とちゅうから駆けつけてくれた消防隊員の方が、はしごの上部から下をじっくりと見まわして、言いました。
「ここにいるやん」


猫は騒ぎに驚き、じっとしていたのです。

猫がいることが分かったあとの、隊員たちの動きはさらにスピーディーでした。
ビルの隙間に取り付けられた、手作業で外すのは到底不可能と思われるような、ガッチリとめられた鉄板はあっという間に取り外され、猫を逃がさぬようとらえるための「業務用」網が用意され、ビルの隙間に隊員の一人がするっと潜り込みました。
猫の暴れる声が聞こえて数秒後、猫は無事に網の中へ収められました。

私もシバタくんも、仕事中の合間をぬってかけつけてきた方(最初にアニマルライツセンターに情報を流してくれ猫を引き取るといってくれている優しい方)も、ほっと一息つきました。

隊員の方たちは猫をとらえた後、重い鉄板を再度取り付け、工具を片付け、襟をただし、次のレスキュー現場に向かわれました。

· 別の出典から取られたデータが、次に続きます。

PR #1435, opened 2024-07-26
Utils for enum-queries

SofiaSazonova:
### Feature or Bugfix

- Refactoring

### Detail
- new api query `queryEnum` to query multiple enums at once by names
- shared frontend util to query several enums (fetchEnums`) by name. Output -- dictionary
```
{
 'enumName': [{name: '...', value: '..'}]
}
```
- example for Maintenance mode enum

### Relates
- <URL or Ticket>

### Security

  - Is the input sanitized?


backend/dataall/base/utils/enum_utils.py
```diff
@@ -0,0 +1,26 @@
...
+        gql.Field(name='name', type=gql.String),
+        gql.Field(name='value', type=gql.String),
+    ],
+)
+
+
+def generate_enum_query(enum_class, test_scope):
+    return gql.QueryField(
+        name=enum_class.__name__,
+        type=gql.ArrayType(EnumItem),
```
petrkalos, line 23: IIRC we have some `int` enums, how are you thinking to handle this? do we have to or we should plan to migrate themt o strings?
should we have have dynamically generated `EnumItem`s something like the following?

```
if isinstance(`enum_class[0].value`, str)
  ...
elif  isinstance(`enum_class[0].value`, int)
  ...
```

backend/dataall/modules/maintenance/api/queries.py
```diff
@@ -1,9 +1,15 @@
...
 from dataall.modules.maintenance.api.resolvers import get_maintenance_window_status
 
 
 getMaintenanceWindowStatus = gql.QueryField(
     name='getMaintenanceWindowStatus', type=gql.Ref('Maintenance'), resolver=get_maintenance_window_status
 )
+
+queryMaintenanceModes = generate_enum_query(MaintenanceModes, 'Maintenance')
+
+queryMaintenanceStatus = generate_enum_query(MaintenanceStatus, 'Maintenance')
```
petrkalos, line 15: Instead of generating manually for each enum should we do it automatically [here](https://code.amazon.com/packages/dataall/blobs/1cec5fe5f3196634a709a11cfc9fe7dc87051d7a/--/backend/dataall/base/api/__init__.py#L32)?

backend/dataall/base/utils/enum_utils.py
```diff
@@ -0,0 +1,26 @@
...
+EnumItem = gql.ObjectType(
+    name='EnumItem',
+    fields=[
+        gql.Field(name='name', type=gql.String),
+        gql.Field(name='value', type=gql.String),
+    ],
+)
+
+
+def generate_enum_query(enum_class, test_scope):
```
petrkalos, line 20: what's the `test_scope`?

frontend/src/modules/Maintenance/components/MaintenanceViewer.js
```diff
@@ -314,11 +309,32 @@ export const MaintenanceViewer = () => {
     useState(START_MAINTENANCE);
   const [maintenanceWindowStatus, setMaintenanceWindowStatus] =
     useState(INACTIVE_STATUS);
+  const [maintenanceModes, setMaintenanceModes] = useState([]);
   const [dropDownStatus, setDropDownStatus] = useState(false);
   const [refreshingTimer, setRefreshingTimer] = useState('');
   const { enqueueSnackbar, closeSnackbar } = useSnackbar();
   const dispatch = useDispatch();
 
+  const fetchMaintenanceModes = useCallback(async () => {
```
petrkalos, line 318: where do you use the maintenanceModes state?

petrkalos, line 318: I am no FE expert but I am bit concerned that this might increase the latency and make the UI laggy (imagine waiting 100-200ms for a dropdown to populate). I think we might need caching or prepopulating the fields during packaging. I am happy to not do it now but I think we should generalise the enum fetching to a util `fetchEnum('MaintenanceModes', setMaintenanceModes)` that will allow us to customise the way we fetch later without changing the client code. wdyt?

backend/dataall/base/utils/enum_utils.py
```diff
@@ -0,0 +1,26 @@
...
+    return gql.QueryField(
+        name=enum_class.__name__,
```
petrkalos, line 22: * Should we get `args` as input?
* Do you think it makes sense to allow requesting multiple enums in one request to minimize RTT?

backend/dataall/base/utils/enum_utils.py
SofiaSazonova: I think we can just use str(value) since it is passed to frontend.

backend/dataall/modules/maintenance/api/queries.py
SofiaSazonova: >>You lack permission to view this package. 

I didn't want automatically expose all enums to frontend. And if we need them , we have to explicitly write it.

backend/dataall/base/utils/enum_utils.py
SofiaSazonova: QueryField has the parameter "test_scope". It means, the this part is loaded, when we test this module AFAIK

frontend/src/modules/Maintenance/components/MaintenanceViewer.js
SofiaSazonova: We should wait for client to be initialised before using this query.
I'm not really front end dev, so may be it's not necessary.

backend/dataall/base/utils/enum_utils.py
SofiaSazonova: Args? What for?
No, I don't think so. Usually, it's at most two enums per page with no heavy resolver. May be we can save it for later.

frontend/src/modules/Maintenance/components/MaintenanceViewer.js
SofiaSazonova: I like the idea of optimisation. I will try to do it, but I'm not sure I am good enough in react)

backend/dataall/base/utils/enum_utils.py
petrkalos: Ah wait my bad, I think I misunderstood your implementation. What you do is generate a query for each enum that's why you don't require an input argument.

Would it maybe be simpler to create a query with an input argument `enum_names` that points to a resolver that does the lookup for the enums in `GraphQLEnumMapper.__subclasses__()`? If you don't want to expose everything you can add an allow-list in the config.json but I don't see why.

SofiaSazonova: With this dynamic lookup we can get a circular dependencies issue. Every module depends on" base". In order to do that, we have to create another module, I'm not sure it worth it.

SofiaSazonova: It worked)

backend/dataall/base/utils/enum_utils.py
petrkalos, line 1: should we follow the generic pattern of the project? by that I mean

* move the `enum_resolver` to `dataall/base/api/resolvers.py`
* move the `EnumItem` and `EnumResult` in `dataall/base/api/types.py`
* move the `Query` in `dataall/base/api/queries.py` and drop the `generate_enum_query`, just `queryEnums = gql.QueryField(...)` should do the trick (as it does it for the rest)

backend/dataall/base/utils/enum_utils.py
```diff
@@ -0,0 +1,42 @@
...
+    fields=[
+        gql.Field(name='name', type=gql.String),
+        gql.Field(name='items', type=gql.ArrayType(EnumItem)),
+    ],
+)
+
+
+def generate_enum_query():
+    return gql.QueryField(
+        name='queryEnum',
```
petrkalos, line 37: nit: plural

frontend/src/services/graphql/Shared/getEnumByName.js
```diff
@@ -0,0 +1,44 @@
...
+  }
+};
+
+export const fetchEnums = async (client, enum_names) => {
+  const response = await client.query(
+    getEnumByName({ enum_names: enum_names })
+  );
+  let result = {};
+  if (!response.errors && response.data.queryEnum != null) {
+    for (let i = 0; i < response.data.queryEnum.length; i++) {
```
petrkalos, line 37: nit: instead of messing with `i` you could do either...
```
for (const element of theArray) {
    // ...use `element`...
}
```
or use `forEach`

frontend/src/services/graphql/Shared/getEnumByName.js
```diff
@@ -0,0 +1,44 @@
...
+    getEnumByName({ enum_names: [enum_name] })
+  );
+  if (!response.errors && response.data.queryEnum != null) {
+    return response.data.queryEnum[0].items;
+  } else {
+    return [];
+  }
+};
+
+export const fetchEnums = async (client, enum_names) => {
```
petrkalos, line 31: nit: I'd keep only this method and drop the fetchOneEnum and if I want to query one I'd pass `fetchEnums(..., ['EnumName'])`

petrkalos (changes requested):

frontend/src/services/graphql/Shared/getEnumByName.js
SofiaSazonova: Oh, yes. Honestly -- it's all Q's suggestions))

petrkalos (approved):

Issue #348, opened 2023-03-02
Granular sharing using Lake Formation


chamiles:
Customer has enabled granular (Row, Column, Cell) sharing using lake formation sharing and would like to see that capability in data.all sharing request, and in approval area. So that data owners and share the same datasets with restricted access to columns with out having to create duplicate another dataset and data.

Customer current solution is to use data filters and typing in a Manuel expression, this may be the best open a text area to add expression, but best user experience would show column names in a visual checkbox way with ability to put in expressions for rows and cells.

https://docs.aws.amazon.com/lake-formation/latest/dg/data-filters-about.html

dlpzx:
Hi @chamiles, for column level sharing we opened an issue a while ago. But there was no much interests (#84 ), instead we opted to implement Tag-based access control using Lake Formation, which also allows column level granularity. It is a feature in-progress at the moment developed in this issue #186 

For row/cell level filtering we can work together on implementing this sort of data filters in shared tables.

anmolsgandhi:
Bumping this up, This issue will be used to track the enhancement and extension of the current data.all sharing functionality to include [column-level and row-level access control](https://docs.aws.amazon.com/lake-formation/latest/dg/data-filters-about.html) in Lake Formation. This has been one of the top requests from customers based on our conversations. This will be included as a feature enhancement for completion in v2.7.

zsaltys:
@anmolsgandhi I think it is important we get the UI right to make it clear that this can only for table sharing and if you grant S3 access then you're effectively breaking this security measure because user will have access to the entire bucket and dataset behind the table. Let's discuss this.

noah-paige:
Hi @zsaltys - I am starting to work on design for this and can start sharing some mock ups of the UI here as I continue to progress this week

I agree some type of warning or call out from FE would be helpful to ensure user understands what they are doing when sharing data objects - but I think we can add warnings more so from the bucket sharing side because sharing an entire bucket is akin to sharing ALL folders and tables in data.all 

I will post additional design description on this issue today

noah-paige:
# Design (WIP)
---

## Assumptions
---
- Dataset Owners will be the team that is responsible for creating data filters and applying them to shares
- Data Filters will only be supported for S3 Dataset Table Share Items
  -  *Note: Data Filters are backed by LakeFormation Data Filters which is currently only used in S3 Dataset Table Sharing in data.all*
[...]

PR #1438, opened 2024-07-30
Row/Column Level Data Filters

noah-paige:
### Feature or Bugfix

- Feature

### Detail
- Add row/column level filters for table share items in data.all

### Relates
- https://github.com/data-dot-all/dataall/issues/348

### ⚠️ Important Call Outs for This PR ⚠️ 

- (1) data.all will NO LONGER support cross account sharing of table data to QuickSight Principals (i.e. QS Groups)
    - This PR introduces a more efficient sharing mechanism to directly share with foreign IAM principals (not support with QS Principals at the moment)
    - Access to data via QuickSight in same account is still supported as well as sharing of QuickSight dashboards
    - Please look at [comments in issue](https://github.com/data-dot-all/dataall/issues/348#issuecomment-2245400193) for more details on sharing mechanism, most importantly the changes involve:
        - Upgrade to using LF Data Catalog Settings Version 3
        - Direct shares to IAM Principals (for both cross or same account principals)

- (2) data.all will NO LONGER support "old_share" naming convention
    - Sharing of dataset tables was improved to reuse share DB and resource link resources as of [this PR](https://github.com/data-dot-all/dataall/pull/1016) released in [version v2.3.0](https://github.com/data-dot-all/dataall/releases/tag/v2.3.0) 
    - "old_share" naming convention can be identified as shared database resources that follow the naming convention `source_db_name + '_shared_' + shareUri` (new naming convention is ``source_db_name + '_shared`)
    - To update to new naming convention please revoke and recreate the table share on data.all >= v2.3.0
    - More details on migration path to be provided closer to release of v2.7.0!

- (3) As part of upgrade from v2.6 -> v2.7 data.all admins will have to verify + reapply all of the table shares in data.all
    - There are already built-in ECS Tasks to easily manage verify + reapply for you!
    - This will allow data.all to migrate all table shares to the new direct share to foreign IAM principals and clean up unused LakeFormation permissions (wherever applicable) 

- (4) With this PR there will be a change to the way preview-ability of table data + metadata works
    -  Please read [comment below](https://github.com/data-dot-all/dataall/pull/1438#issuecomment-2261536325) for more details

### Security

  - Is the input sanitized?


noah-paige:
### Testing
- [ ] Create Data Filter  (both COLUMN + ROW)
- [ ] List Data Filters
- [ ] Attach Filters to Share Item Table
- [ ] Update Filters to Share Item Table
- [ ] Remove Filters from Share Item Table
- [ ] Attach Filters to Share item Table on same table with same name --> violate uniqueness constraint!
- [x] Approve, Verify, Revoke on a Table Share w/ Default Full Access ( + Worksheet Query)
- [x] Approve, Verify, Revoke on a Table Share w/ Column Filter ( + Worksheet Query)
- [x] Approve, Verify, Revoke on a Table Share w/ Row Filter ( + Worksheet Query)
- [x] Approve, Verify, Revoke on a Table Share w/ Multiple Column + Row Filters ( + Worksheet Query)
- [ ] Delete Data Filter w/ Existing Share Item Filter(s) --> Error Thrown (must remove share item)
- [ ] Delete Data Filter
- [ ] Delete Dataset Table --> All Table Data Filters deleted

noah-paige:
## Comments on Table Preview-ability

Currently in data.all (prior to this PR) - the accessability of table information is a such:
- If a Table if `Unclassified`
    - Users can `Preview` the Table without requiring share with no restrictions (up to 50 rows)
    - Users can view `Columns` and `Metrics` for the Table without requiring share
- If a Table is `Secret` or `Official`
    - Users cannot `Preview` or see `Columns` or `Metrics` if there is no share
    - But once a user gets sahre access to a particular table
        - Users can `Preview` the Table without requiring share with no restrictions (up to 50 rows)
        - Users can view `Columns` and `Metrics` for the Table

This is problematic when it comes to granular shares because what if a user should not be able to see data for all columns in preview EVEN AFTER gaining share access (i.e. column filter to include specific subset ONLY)?


This PR Handles table information access in the following way:
- If a Table if `Unclassified`
    - Users can `Preview` the Table without requiring share with no restrictions (up to 50 rows)
    - Users can view `Columns` and `Metrics` for the Table without requiring share

- If a Table is `Secret` or `Official`
    - Users cannot `Preview` or see `Columns` or `Metrics` if there is no share
    - If there is a share for a user to this particular table
        - Users can view `Columns` and `Metrics` for the Table
        - If share has no filters --> Users can `Preview` the Table without requiring share with no restrictions (up to 50 rows)
        - If share has filters --> Users can `Preview` the Table with only the same level of access as they have on the on filtered table share item

There is an edge case that is important to call out on the above:
- If a given user is a part of 2 groups and each group has access to the same source table with different filters applied
    - How to resolve which level of data access is shown on the `Preview` Tab
    - Currently, it is at random which of the 2 (or more) types of previews are shown (i.e. whichever record is returned first when checking permissions in backend DB is used)


Because of the above complication - a more straightforward proposal would be to remove "Preview" altogether for `Secret` or `Official` tables
- At the point `Preview` is available to a user the user must already be given some level of share access anyway
- We would still keep `Columns` and Metrics` conditionally exposed once a user is given share access to these type of confidentials tables

Please let me know your thoughts on this - I am more inclined to switch to the model where `Preview` is only an option for `Unclassified` datasets: @petrkalos @dlpzx @SofiaSazonova

dlpzx:
Hi @noah-paige, reviewing the key decisions on this PR:
- Quicksight groups -> agree. In addition we could point out at next steps involving QS IAM IC instead of using QS groups and QS users as done now
- Deprecation of old/upgrade with ECS reapply needed - agreed on all. We just need to make sure to include it in the release notes
- Preview/Metrics on shares with filters: First of all, I don't like the random selection of role to read the preview hahahah. Secondly, previewing is very useful for the discovery of datasets (especially before share); but for confidential/secret datasets ensuring a very restricted data access is more important that some users being able to see actual real sample data. In my opinion, priority number one should be that there is no information disclosure. Again preview is useful for data discovery (before sharing), when data is already shared as you pointed out users already have some level of access. In short, I agree with option " a more straightforward proposal would be to remove "Preview" altogether for Secret or Official tables" because protecting secret/official data is a MUST, while the impact of not previewing already shared data is not that great for users

backend/dataall/modules/datasets_base/services/dataset_service_interface.py
```diff
@@ -50,3 +50,7 @@ def extend_attach_steward_permissions(session, dataset, new_stewards) -> bool:
     def extend_delete_steward_permissions(session, dataset, new_stewards) -> bool:
         """Abstract method to be implemented by dependent modules that want to attach additional permissions to Dataset stewards"""
         ...
+
```
dlpzx, line 53: What is this method used for?

backend/dataall/modules/s3_datasets/services/dataset_table_data_filter_enums.py
dlpzx, line 1: A general comment on enums; maybe out if this PR. We moved all enums to API package in #978; but there are enums that are used by the services, which often results in circular dependencies. From what I see there are 2 types of enums, those used in the services and those used in the API calls definitions. I we are not using DatFilterType as `gql.Argument('filterType', gql.NonNullableType(gql.String)),` in input_types I am not sure we need to use the graphqlEnumMapper

backend/dataall/modules/s3_datasets/db/dataset_table_data_filter_repositories.py
```diff
@@ -0,0 +1,52 @@
...
+from dataall.modules.s3_datasets.db.dataset_models import DatasetTableDataFilter
+from dataall.modules.s3_datasets.services.dataset_table_data_filter_enums import DataFilterType
+from dataall.base.db import paginate
+
+logger = logging.getLogger(__name__)
+
+
+class DatasetTableDataFilterRepository:
+    @staticmethod
+    def build_data_filter(session, context, table_uri, data):
```
dlpzx, line 13: nit: instead of passing the whole context, we could pass the username only

backend/dataall/modules/s3_datasets/services/dataset_table_service.py
```diff
@@ -16,16 +16,21 @@
...
+from dataall.modules.s3_datasets.aws.lf_data_filter_client import LakeFormationDataFilterClient
 from dataall.modules.s3_datasets.db.dataset_repositories import DatasetRepository
 from dataall.modules.datasets_base.services.datasets_enums import ConfidentialityClassification
 from dataall.modules.s3_datasets.db.dataset_models import DatasetTable, S3Dataset
 from dataall.modules.s3_datasets.services.dataset_permissions import (
     PREVIEW_DATASET_TABLE,
-    DATASET_TABLE_READ,
+    DATASET_TABLE_ALL,
     GET_DATASET_TABLE,
+    CREATE_TABLE_DATA_FILTER,
```
dlpzx, line 27: Remove unused imports:     CREATE_TABLE_DATA_FILTER,
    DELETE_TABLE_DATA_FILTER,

隊員の方たちは終始真剣な動きで「たかが猫」という様子はまったくみられなかったです。
法律がどうであろうと、罰則がどうであろうと、命は命、かけがえのないもの、そんな風に思っているのは私たち活動家だけではないことを、強く感じた一日でした。
レスキュー作業中、現場を管理してくれた警察官の方は猫用のキャリーバッグを用意してなかった私たちのために、署にあまっているのがないか問い合わせてくれました。
このビルの中で働いている方たちは「ずっと鳴いていて気になっていた。助けてあげて」と言われていました。

飼ってくださるかたが引き続き仕事のため、いったん私が家に連れ帰ることになりました。
捕獲用の網の中で暴れており、バッグにうつす際も暴れましたが、家につれて帰る間中、バッグの中でずっとおとなしく微動だにしませんでした。死んだのではないかと心配になり何度かそっと中をのぞきましたが生きていました。
ネコにとって、とても大変な一日だったことでしょう。

シバタくんがたくさん買ってきてくれたネコ缶と水を、家に帰ってからあげましたが、まったく動かず、かばんからも出てきませんでした。でも頭をなでると、きもちよさそうにしていました。夜中に何度かニャーニャーと小さな声で鳴きました。

朝起きるとネコ缶を入れておいた容器が空に、水も飲んでいました。ネコは元のままかばんの中にいました。
朝、飼って下さる方に引き渡すために、ほかのかばんにネコをいれようとしたところ、ネコはもう暴れず、じっとしていました。かばんに入れるためにネコを両手で抱えたとき、ネコがとても小さく軽いことに初めて気が付きました。

1/16 7時半にネコを引き渡しました。今日病院に連れて行ってくださるそうです。とても優しい方なのでネコはきっと安心すると思います。

消防局の方にお礼の手紙を書こうと思います。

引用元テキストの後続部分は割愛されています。